- Born: Jeffrey Alan Shannon July 15, 1961 Seattle, Washington, U.S.
- Died: December 20, 2013 (aged 52) Snohomish County, Washington, U.S.
- Occupations: Journalist film critic
- Known for: Disability activism

= Jeff Shannon =

American film critic (1961–2013)

Jeffrey Alan Shannon (July 15, 1961 – December 20, 2013) was an American film critic, born and based in Seattle. He was best known for his work with the Seattle Post-Intelligencer (1985–92) and The Seattle Times (1992–2013).

Shannon studied film history, theory and criticism at Wright State University in Dayton, Ohio. He was the assistant editor of Microsoft Cinemania CD-ROM and website movie encyclopedia (1992–98), and the original DVD section editor in the Home Video department of Amazon.com (1998–2001). He also contributed video-on-demand reviews for the late Roger Ebert's website (2011–13)
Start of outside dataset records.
PR #2332, opened 2025-04-18
fix(tabs): corrected hidden icons

zeroedin:
## What I did

1. Corrected hidden icons on tabs. 
2. Removed SlotController

## Testing Instructions

1. View the[ icons demo](https://deploy-preview-2332--red-hat-design-system.netlify.app/elements/tabs/demo/icons-and-text/)

## Notes to Reviewers

This is likely a SlotController issue but in review of the code I just didn't feel great about the modification of the display rule on slot and by removing that and moving the margin from the icon to the gap rule on the button flex already gets the same effect if a icon is slotted or not.

### DIFF
--- a/.changeset/eighty-results-bow.md
+++ b/.changeset/eighty-results-bow.md
@@ -1,0 +1,6 @@
+---
+"@rhds/elements": patch
+---
+
+`<rh-tabs>`: corrected icons from being incorrectly hidden 
+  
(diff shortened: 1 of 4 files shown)


marionnegp (approved):

bennypowers (approved):
Let's consider adding an `icon`/`icon-set` attr to rh-tab, to pair with the slot. That would release 3.1.0, so we can follow up in a later PR

PR #3023, opened 2026-05-23
chore: bust wireit cache on css changes

bennypowers:
## What I did

1. add element css to wireit cache keys


markcaron (approved):
Looked-over Git Thing, Maybe?

PR #3053, opened 2026-06-24
poc(mcp): add Netlify Function MCP server at /mcp

markcaron:
# POC

_Random idea!_ This PR exposes RHDS component data via the Model Context Protocol using a stateless Streamable HTTP Netlify Function.

- Resources include `cem://elements` (all elements) and `cem://element/{tagName}` (full API).
- Rate-limited to 30 req/min per IP.

## Test setup

```
{
  "mcpServers": {
    "rhds-preview": {
      "url": "https://deploy-preview-{PR#}--red-hat-design-system.netlify.app/mcp"
    }
  }
}
```

## Future setup

```
{
  "mcpServers": {
    "rhds": {
      "url": "https://ux.redhat.com/mcp"
    }
  }
}
```

## Notes to Reviewers

This is just a POC to see if we can create an RHDS endpoint for `cem`.


bennypowers:
I like the idea of offering a single "set it and forget it" url

But there are aspects of the approach that give me pause:
- cem only handles the element side, we still need asimonim for the design tokens side
- a cem endpoint can't provide pattern-level skills, Figma skills, or other red hat-level inside-baseball stuff

For these reasons, it would be best to concentrate on the skills approach in redhat-ux/red-hat-design-skills

PR #2993, opened 2026-04-30
docs: Unified Theme rh-cta

markcaron:
## Summary
Unified Theme work for `rh-cta`.

Sub-item of #2827.

Made with [Cursor](https://cursor.com)

Figma links: [Light scheme](https://www.figma.com/design/j7Rjo2W6PLloxOSXQOpll0/branch/bdwYbLWL19VAvJ1tid4ngr/RHDS-component-library---v4.1.3?m=dev&node-id=4107-5506) | [Dark scheme](https://www.figma.com/design/j7Rjo2W6PLloxOSXQOpll0/branch/bdwYbLWL19VAvJ1tid4ngr/RHDS-component-library---v4.1.3?m=dev&node-id=10572-8775)

Note: Project Felt-themed elements are highlighted with purple boxes in the screenshot.
Screenshot 2026-06-12 at 4 24 24 PM

PR #3055, opened 2026-06-25
feat(cta): Added hover background CSS prop and changed the internal focus ring approach

markcaron:
## What I did

1. Outer focus ring moved from `#container` to `:host`, drawn with `outline`
2. Inner focus/active ring replaced from `::after` border to `outline` with negative offset on `#container`
3. Removed `#container::after` pseudo-element entirely
4. Added `--rh-cta-hover-background-color` as a public override in the hover state rule, consistent with how focus and active already expose their background-color APIs
5. No visual changes; both rings are now `outline`-based for forced-colors compatibility

## Testing Instructions

1. Fully test demos, especially the Variants one

## Notes to Reviewers

This improves the API experience overall, but is coupled with https://github.com/RedHat-UX/red-hat-design-system/pull/2993

### DIFF
--- a/.changeset/tiny-waves-dream.md
+++ b/.changeset/tiny-waves-dream.md
@@ -2,11 +2,4 @@
 "@rhds/elements": minor
 ---
 
-`<rh-cta>`: refactor focus ring to use `outline` instead of a `::after` pseudo-element
-
-- Outer focus ring moved from `#container` to `:host`, drawn with `outline`
-- Inner focus/active ring replaced from `::after` border to `outline` with negative offset on `#container`
-- Removed `#container::after` pseudo-element entirely
-- Added `--rh-cta-hover-background-color` as a public override in the hover state rule, consistent with how focus and active already expose their background-color APIs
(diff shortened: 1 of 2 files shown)


.changeset/tiny-waves-dream.md
adamjohnson, line 1: This is a fairly verbose changeset.

Usually, we focus most on what our end users might find important. This means likely highlighting the new public rh-cta vars and probably dropping the other not user-relevant stuff.

adamjohnson (changes requested):
Update changeset, otherwise LGTM.

.changeset/tiny-waves-dream.md
zeroedin: Agree with @adamjohnson here update the changeset and this look GTG.

zeroedin (approved):
Lightweight Graduation To Modern-outlines

.changeset/tiny-waves-dream.md
bennypowers: 5b365676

He was injured on the island of Maui in 1979 two weeks after graduating from high school, leaving him with a C-5/6 quadriplegia. In addition to writing occasional articles for New Mobility magazine, he served two three-year terms on the Washington State Governor's Committee on Disability Issues and Employment (2005–11). He also wrote a column, "From Where I'm Sitting", for FacingDisability.com.

Shannon died of pneumonia on December 20, 2013.